• **Collection entries**:
Issue #13875, opened 2023-05-09
Code example locking for github files


HGustavs:
If a code example comes from the github repo there is a certain locking behavior that is important

I have updated the web programming course as a reference case that we can make use of 

https://github.com/LenaSYS/Webbprogrammering-Examples/tree/master

1. It should be possible to hide the example in the course view (if we do not want to show all examples)
2. It should be possible to reorder examples within a heading but not between headings
3. When an example is removed from github it should be hidden in the course view and not deleted
4. We should be able to rename examples in the course view at will.

If one has connected this folder to a course heading (for example called Canvas Examples or something similar)

https://github.com/LenaSYS/Webbprogrammering-Examples/tree/master/Examples%20Canvas

Canvas Animate.html
Canvas Draw Objects.html
Canvas Gradient.html
Canvas Immediate.html

We should **not** be able to move Canvas Animate.html to some other heading
We should be able to move Canvas Immediate.html to the first spot instead of Canvas Animate.html
We should be able to hide Canvas Gradient.html
We should be able to rename the examples at will. It must be possible to rename Canvas Draw Objects.html to Canvas Drawing (without the .html and other changes) but when the files are updated this connection should remain.

PR #14031, opened 2023-05-16
G3 2023 v6 issue#13897

e21krida:
What we've done is created a dropdown menu within the github buttons for each moment in sectioned.php
image
image
With this dropdown menu, you can traverse the webserver repostitory for all directories under the courses/{course id}/Github path containing the string "Examples" (This is done as the filtering for downloading files to webserver is not complete yet as far as i'm aware). When you choose one of them, this is supposed to call the automatic creation of course content via issue #13549, but this might not be testable for now. 

This also updates the database table "listentries" with a newly added column "githubDir" with the chosen directory. It will look something like this.

image

To test this, open a sample course with folders within the courses/{course id}/Github folder that match the syntax of containing the string "Examples", these should then come up within the dropdown-menu. Choose one, then check that the "listentries" table has an entry with the correct course id and a value matching the chosen directory within the "githubDir" column. 

A working example exists on my branch, under the "Webbprogrammering" course. There you can see the syntax checked for right now, if you fail to create the environment to test this, simply remove the filtering done on line 613-615 here:

`if(strstr($dirname, 'Examples')) {
	echo "<option value='$dirname'>$dirname</option>";
}		`

And simply keep the line "echo `"<option value='$dirname'>$dirname</option>";"`

Relevant files: sectioned.php

### DIFF
--- a/DuggaSys/sectioned.js
+++ b/DuggaSys/sectioned.js
@@ -550,6 +550,28 @@ function sendValue(moment) {
   xhr.send("momentid=" + encodeURIComponent(value));
 }
 
+function sendValue(moment) 
+{
+  let lid = moment.getAttribute("value");
+	var dataCheck;
+	$.ajax({
+		async: false,
+		url: "../LenaSYS/sectioned.php",
+		type: "POST",
+		data: {'lid':lid},
+		success: function(data) { 
+      alert(data);
+			dataCheck = true;
+		},
+		error: function(data){
+      alert(data);
+		 	dataCheck = false;
+		}
+	});
+  console.log("ajax done" + lid);
+	return dataCheck;
+}
+
 
 // Displaying and hidding the dynamic comfirmbox for the section edit dialog
 function confirmBox(operation, item = null) {
--- a/DuggaSys/sectioned.js
+++ b/DuggaSys/sectioned.js
@@ -553,8 +553,8 @@ function showSaveButton() {
 function sendValue(lid) {
   console.log(lid);
 	$.ajax({
-		url: "sectioned.php",
-		type: "POST",
+		url: "../DuggaSys/sectioned.php?lid=" +lid,
+		type: "GET",
 		data: {lid: lid},
 		success: function(data) {
       console.log(data);
--- a/DuggaSys/sectioned.js
+++ b/DuggaSys/sectioned.js
@@ -474,6 +474,27 @@ function refreshGithubRepo(courseid)
 }
 
 //----------------------------------------------------------------------------------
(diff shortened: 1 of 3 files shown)


c21sebar:
I get an entry in the db with the name of the selected folder, I can update and change the selected folder to another name. It does what it is supposed to do. But I think filepath would be better to use since the auto-create function would rather use a filepath to a dir to start from rather than a name of a dir. 

And for a UX design it would be nice for the selected item in the list to show when clicking the button again rather than default to the first item in the list. Sort of as a confirmation if one were to forget wich dir is linked to the moment and as a confirmation that the dir is linked to the moment.

I was under the impression that the folder to select on the moment setting github button we were going to choose wich directory/folder that contains all the relevant files to be code-examples.
Now we can only select folders that match the exact string of "Examples" that lies within the /Github directory and not in any subdir "further down". But maybe this is intended?

image

We won't be able to select for instance "Demo" that contains relevant directories/files to be codeexamples for the Demo-moment 
image

I think it would be better to be able to select any directory without any filtering by name,

c21sebar:
> 



> @c21sebar
> 
> > Now we can only select folders that match the exact string of "Examples" that lies within the /Github directory and not in any subdir "further down". But maybe this is intended?
> 
> this is how it should be https://github.com/LenaSYS/Webbprogrammering-Examples/tree/master/Eamples%20Service%20Call you should not be able to see the "old demo" as it will be used as a "trashcan" according to the customer
> 
> only all theese directories in the root
> 
> https://github.com/LenaSYS/Webbprogrammering-Examples/tree/master
> 
> this is from the customer issue #13875

Im not sure I follow, @d21emijo 
This issue is to store a filepath to a directory that holds all the relevant data/files/dir for all the codeexamples connected to that moment. 
What I can tell from the repo you linked there are three dir with the name Examples, are those three different moments within a course? Moment Html, Moment Canvas and Moment Sevice call. 
So everything related to a moment should be in a dir called something with Examples and just throw every file in there?
And if so: within Examples Html there are a bunch of files, how do we know and set wich ones are connected to each other for a code example?

What we did in issue https://github.com/HGustavs/LenaSYS/issues/13549 is take all the files needed for a codeexample put them in a driectory so the filenames can be whatever to describe the file. If there are multiple codeexample within a moment those should be in different dir next to each other within that moment dir, that this issue is about and stores it in db so the auto create code example have a place to start from.

c21sebar (approved):
This works and add and updatde into the correct column the correct name of chosen directory
To fix the ideas about UXD for wich selected directory and a solution to not use hidden input is done in separate issues.

b21sebgr (approved):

• **Requirement**: One number is the expected answer: the count of lines above that hold the word "exact".

• **Solution for this problem**: 2